## Task brief
Transcribe the stretch of entries below from the line with "- New messages" through the line with "recomposition. Arrival order prevents", exactly and with both ends included; leave out all other lines.

Supplied records START

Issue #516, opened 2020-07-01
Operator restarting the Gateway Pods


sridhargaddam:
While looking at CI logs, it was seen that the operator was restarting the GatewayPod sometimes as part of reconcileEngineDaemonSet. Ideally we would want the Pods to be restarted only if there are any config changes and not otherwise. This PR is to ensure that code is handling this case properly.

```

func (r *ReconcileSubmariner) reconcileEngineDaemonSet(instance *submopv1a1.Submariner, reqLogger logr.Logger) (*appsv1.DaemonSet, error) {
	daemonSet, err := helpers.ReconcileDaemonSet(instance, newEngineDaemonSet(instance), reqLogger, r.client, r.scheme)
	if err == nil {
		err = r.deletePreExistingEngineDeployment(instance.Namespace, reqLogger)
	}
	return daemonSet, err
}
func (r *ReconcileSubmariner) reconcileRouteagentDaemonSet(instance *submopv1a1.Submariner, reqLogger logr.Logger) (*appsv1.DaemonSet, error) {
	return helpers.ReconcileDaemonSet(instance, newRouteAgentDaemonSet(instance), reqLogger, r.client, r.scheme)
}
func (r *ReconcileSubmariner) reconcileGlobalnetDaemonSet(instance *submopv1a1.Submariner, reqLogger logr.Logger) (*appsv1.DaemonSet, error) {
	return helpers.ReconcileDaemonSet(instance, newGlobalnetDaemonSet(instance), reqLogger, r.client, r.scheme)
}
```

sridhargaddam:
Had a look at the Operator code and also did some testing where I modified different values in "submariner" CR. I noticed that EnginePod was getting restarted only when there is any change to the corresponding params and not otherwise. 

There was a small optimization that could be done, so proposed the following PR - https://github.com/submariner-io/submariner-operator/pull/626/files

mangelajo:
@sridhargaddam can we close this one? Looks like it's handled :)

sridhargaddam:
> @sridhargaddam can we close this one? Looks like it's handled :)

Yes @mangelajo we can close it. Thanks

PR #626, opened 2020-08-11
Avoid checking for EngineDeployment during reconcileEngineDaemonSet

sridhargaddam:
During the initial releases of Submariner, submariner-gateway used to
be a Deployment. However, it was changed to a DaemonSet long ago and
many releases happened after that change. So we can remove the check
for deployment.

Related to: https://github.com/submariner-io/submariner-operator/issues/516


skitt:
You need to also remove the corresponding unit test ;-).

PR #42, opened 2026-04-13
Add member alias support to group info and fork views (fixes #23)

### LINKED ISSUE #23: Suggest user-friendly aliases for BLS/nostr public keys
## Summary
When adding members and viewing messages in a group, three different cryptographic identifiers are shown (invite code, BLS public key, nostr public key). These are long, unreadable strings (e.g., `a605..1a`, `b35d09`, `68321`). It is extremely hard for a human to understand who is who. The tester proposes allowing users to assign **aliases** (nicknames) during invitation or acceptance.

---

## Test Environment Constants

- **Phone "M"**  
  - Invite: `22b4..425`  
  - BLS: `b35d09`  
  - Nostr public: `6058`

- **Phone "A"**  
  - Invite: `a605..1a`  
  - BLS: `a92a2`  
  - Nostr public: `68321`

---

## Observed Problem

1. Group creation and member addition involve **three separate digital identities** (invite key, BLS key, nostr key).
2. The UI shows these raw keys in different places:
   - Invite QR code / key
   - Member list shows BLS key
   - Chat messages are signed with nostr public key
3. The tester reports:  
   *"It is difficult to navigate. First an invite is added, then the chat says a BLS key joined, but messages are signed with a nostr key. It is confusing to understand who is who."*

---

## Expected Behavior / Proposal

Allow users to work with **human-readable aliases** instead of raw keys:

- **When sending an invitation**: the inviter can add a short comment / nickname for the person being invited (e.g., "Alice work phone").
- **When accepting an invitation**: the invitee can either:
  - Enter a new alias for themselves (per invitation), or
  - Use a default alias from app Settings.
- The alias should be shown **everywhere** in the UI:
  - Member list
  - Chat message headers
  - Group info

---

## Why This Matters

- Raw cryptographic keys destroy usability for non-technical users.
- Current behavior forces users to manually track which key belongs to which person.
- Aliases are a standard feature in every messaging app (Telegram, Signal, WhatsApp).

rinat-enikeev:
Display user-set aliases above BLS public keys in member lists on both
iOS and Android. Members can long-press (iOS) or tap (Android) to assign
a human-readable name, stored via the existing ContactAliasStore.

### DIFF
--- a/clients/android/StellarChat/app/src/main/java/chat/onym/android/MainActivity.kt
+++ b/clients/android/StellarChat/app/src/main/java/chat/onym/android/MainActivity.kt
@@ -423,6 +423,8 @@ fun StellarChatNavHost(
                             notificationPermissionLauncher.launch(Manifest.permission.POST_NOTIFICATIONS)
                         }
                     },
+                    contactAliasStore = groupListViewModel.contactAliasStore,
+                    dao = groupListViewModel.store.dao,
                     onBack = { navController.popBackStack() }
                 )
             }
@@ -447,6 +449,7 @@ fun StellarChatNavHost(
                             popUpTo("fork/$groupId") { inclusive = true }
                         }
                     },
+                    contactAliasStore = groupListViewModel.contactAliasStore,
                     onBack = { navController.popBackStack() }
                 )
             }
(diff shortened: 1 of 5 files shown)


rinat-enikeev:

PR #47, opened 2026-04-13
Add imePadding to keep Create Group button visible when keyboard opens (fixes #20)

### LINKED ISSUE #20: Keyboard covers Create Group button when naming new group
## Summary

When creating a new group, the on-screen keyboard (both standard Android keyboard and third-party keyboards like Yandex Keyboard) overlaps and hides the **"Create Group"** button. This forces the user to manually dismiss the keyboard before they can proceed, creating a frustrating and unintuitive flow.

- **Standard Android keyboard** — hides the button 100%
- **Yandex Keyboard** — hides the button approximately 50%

Supplied records END
Supplied records START

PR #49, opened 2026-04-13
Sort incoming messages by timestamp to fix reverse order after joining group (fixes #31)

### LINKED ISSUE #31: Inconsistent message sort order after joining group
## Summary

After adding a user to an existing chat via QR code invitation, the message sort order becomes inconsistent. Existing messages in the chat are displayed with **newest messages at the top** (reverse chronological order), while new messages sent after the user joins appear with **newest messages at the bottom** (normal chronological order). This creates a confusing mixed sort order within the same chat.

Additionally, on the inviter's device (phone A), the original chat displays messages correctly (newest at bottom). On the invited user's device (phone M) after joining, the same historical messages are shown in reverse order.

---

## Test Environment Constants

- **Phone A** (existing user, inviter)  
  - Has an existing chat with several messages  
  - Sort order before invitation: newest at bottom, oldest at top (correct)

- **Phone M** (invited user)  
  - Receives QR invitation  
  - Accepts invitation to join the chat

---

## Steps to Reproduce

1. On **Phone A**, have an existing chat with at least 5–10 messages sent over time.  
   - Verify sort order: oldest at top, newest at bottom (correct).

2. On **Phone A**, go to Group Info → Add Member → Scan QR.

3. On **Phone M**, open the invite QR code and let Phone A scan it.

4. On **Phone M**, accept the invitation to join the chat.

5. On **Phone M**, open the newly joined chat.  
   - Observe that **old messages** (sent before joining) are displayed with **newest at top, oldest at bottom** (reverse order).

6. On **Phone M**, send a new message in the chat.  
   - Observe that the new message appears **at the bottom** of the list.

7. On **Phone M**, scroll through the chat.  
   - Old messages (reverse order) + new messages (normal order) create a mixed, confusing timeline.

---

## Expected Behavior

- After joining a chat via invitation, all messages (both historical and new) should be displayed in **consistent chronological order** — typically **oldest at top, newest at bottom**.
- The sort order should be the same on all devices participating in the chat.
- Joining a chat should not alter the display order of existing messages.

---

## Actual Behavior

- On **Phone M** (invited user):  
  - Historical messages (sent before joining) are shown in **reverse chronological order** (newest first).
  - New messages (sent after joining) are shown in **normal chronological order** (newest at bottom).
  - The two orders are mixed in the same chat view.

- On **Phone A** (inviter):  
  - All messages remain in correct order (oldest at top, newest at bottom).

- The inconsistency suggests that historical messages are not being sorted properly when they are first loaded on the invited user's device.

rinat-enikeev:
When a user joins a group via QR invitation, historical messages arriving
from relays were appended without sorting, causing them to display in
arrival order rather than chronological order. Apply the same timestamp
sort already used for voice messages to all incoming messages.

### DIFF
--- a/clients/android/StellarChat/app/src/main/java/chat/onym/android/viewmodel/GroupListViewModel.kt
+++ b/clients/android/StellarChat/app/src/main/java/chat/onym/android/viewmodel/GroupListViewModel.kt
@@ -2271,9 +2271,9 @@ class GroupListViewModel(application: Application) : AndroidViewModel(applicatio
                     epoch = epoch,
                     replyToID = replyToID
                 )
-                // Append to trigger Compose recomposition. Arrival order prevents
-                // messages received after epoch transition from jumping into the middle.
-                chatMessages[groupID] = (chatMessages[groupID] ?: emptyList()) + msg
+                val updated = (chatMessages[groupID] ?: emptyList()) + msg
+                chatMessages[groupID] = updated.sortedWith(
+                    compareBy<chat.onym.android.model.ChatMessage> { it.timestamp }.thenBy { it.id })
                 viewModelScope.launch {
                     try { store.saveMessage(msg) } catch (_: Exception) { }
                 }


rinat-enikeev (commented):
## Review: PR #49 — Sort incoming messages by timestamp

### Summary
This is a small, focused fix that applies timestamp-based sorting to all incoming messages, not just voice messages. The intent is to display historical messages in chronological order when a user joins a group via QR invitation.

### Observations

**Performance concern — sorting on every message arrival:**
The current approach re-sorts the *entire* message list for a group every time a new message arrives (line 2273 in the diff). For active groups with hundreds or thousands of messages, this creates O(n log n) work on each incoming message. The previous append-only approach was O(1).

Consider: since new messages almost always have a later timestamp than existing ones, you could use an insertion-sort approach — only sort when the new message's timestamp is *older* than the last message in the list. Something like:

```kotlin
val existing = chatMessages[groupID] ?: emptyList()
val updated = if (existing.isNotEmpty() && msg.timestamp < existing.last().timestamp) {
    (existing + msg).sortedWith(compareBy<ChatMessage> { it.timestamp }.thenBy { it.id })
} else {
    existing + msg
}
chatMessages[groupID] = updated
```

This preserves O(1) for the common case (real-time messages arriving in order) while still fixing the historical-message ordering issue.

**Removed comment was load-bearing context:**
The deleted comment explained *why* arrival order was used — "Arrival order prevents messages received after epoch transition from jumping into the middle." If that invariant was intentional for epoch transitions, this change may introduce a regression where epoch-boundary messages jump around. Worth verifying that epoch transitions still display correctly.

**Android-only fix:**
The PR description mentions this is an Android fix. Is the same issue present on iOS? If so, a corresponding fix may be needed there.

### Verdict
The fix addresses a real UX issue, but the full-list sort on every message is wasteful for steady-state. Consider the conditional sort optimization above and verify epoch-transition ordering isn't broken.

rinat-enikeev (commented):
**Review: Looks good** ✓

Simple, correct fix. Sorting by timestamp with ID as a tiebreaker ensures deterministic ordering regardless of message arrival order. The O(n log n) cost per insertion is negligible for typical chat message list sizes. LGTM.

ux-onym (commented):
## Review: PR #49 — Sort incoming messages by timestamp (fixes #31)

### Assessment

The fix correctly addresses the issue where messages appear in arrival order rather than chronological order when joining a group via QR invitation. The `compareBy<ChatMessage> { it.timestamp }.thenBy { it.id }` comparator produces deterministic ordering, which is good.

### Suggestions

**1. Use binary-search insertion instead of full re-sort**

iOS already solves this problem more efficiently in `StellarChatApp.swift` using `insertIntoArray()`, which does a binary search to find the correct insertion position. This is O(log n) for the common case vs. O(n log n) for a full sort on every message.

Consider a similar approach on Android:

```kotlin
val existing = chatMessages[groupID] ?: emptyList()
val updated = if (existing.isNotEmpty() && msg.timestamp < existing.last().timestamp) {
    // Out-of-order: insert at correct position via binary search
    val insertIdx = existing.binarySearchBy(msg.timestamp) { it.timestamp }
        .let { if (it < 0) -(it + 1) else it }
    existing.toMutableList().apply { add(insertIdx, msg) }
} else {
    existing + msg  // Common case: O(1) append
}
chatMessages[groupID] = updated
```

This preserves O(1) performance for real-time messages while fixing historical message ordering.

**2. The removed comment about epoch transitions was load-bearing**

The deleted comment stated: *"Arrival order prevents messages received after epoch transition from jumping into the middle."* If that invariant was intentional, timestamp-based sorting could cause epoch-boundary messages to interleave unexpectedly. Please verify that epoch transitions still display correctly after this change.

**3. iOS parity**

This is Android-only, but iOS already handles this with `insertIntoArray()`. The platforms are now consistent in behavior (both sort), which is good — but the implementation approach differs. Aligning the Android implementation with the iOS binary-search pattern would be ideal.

Supplied records END

## Output for this exercise
  - New messages (sent after joining) are shown in **normal chronological order** (newest at bottom).
  - The two orders are mixed in the same chat view.

- On **Phone A** (inviter):  
  - All messages remain in correct order (oldest at top, newest at bottom).

- The inconsistency suggests that historical messages are not being sorted properly when they are first loaded on the invited user's device.

rinat-enikeev:
When a user joins a group via QR invitation, historical messages arriving
from relays were appended without sorting, causing them to display in
arrival order rather than chronological order. Apply the same timestamp
sort already used for voice messages to all incoming messages.

### DIFF
--- a/clients/android/StellarChat/app/src/main/java/chat/onym/android/viewmodel/GroupListViewModel.kt
+++ b/clients/android/StellarChat/app/src/main/java/chat/onym/android/viewmodel/GroupListViewModel.kt
@@ -2271,9 +2271,9 @@ class GroupListViewModel(application: Application) : AndroidViewModel(applicatio
                     epoch = epoch,
                     replyToID = replyToID
                 )
-                // Append to trigger Compose recomposition. Arrival order prevents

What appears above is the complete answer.